── Record excerpts

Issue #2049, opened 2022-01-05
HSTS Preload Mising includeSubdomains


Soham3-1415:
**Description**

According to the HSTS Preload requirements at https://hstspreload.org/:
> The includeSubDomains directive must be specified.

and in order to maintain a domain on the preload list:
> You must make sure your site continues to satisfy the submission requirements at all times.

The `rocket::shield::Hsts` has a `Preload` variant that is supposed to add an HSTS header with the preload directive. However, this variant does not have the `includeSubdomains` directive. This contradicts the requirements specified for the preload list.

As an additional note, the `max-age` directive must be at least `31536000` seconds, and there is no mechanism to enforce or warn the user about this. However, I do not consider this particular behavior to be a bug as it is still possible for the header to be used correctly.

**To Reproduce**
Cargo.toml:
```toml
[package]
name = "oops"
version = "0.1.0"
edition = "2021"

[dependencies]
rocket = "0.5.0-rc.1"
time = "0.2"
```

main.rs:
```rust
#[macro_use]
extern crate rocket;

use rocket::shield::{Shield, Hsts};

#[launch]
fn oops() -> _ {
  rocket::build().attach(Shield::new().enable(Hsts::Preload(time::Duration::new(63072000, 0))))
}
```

────

What is expected: Every line of the data must be written out again word for word.

Response area:
Issue #2049, opened 2022-01-05
HSTS Preload Mising includeSubdomains


Soham3-1415:
**Description**

According to the HSTS Preload requirements at https://hstspreload.org/:
> The includeSubDomains directive must be specified.

and in order to maintain a domain on the preload list:
> You must make sure your site continues to satisfy the submission requirements at all times.

The `rocket::shield::Hsts` has a `Preload` variant that is supposed to add an HSTS header with the preload directive. However, this variant does not have the `includeSubdomains` directive. This contradicts the requirements specified for the preload list.

As an additional note, the `max-age` directive must be at least `31536000` seconds, and there is no mechanism to enforce or warn the user about this. However, I do not consider this particular behavior to be a bug as it is still possible for the header to be used correctly.

**To Reproduce**
Cargo.toml:
```toml
[package]
name = "oops"
version = "0.1.0"
edition = "2021"

[dependencies]
rocket = "0.5.0-rc.1"
time = "0.2"
```

main.rs:
```rust
#[macro_use]
extern crate rocket;

use rocket::shield::{Shield, Hsts};

#[launch]
fn oops() -> _ {
  rocket::build().attach(Shield::new().enable(Hsts::Preload(time::Duration::new(63072000, 0))))
}
```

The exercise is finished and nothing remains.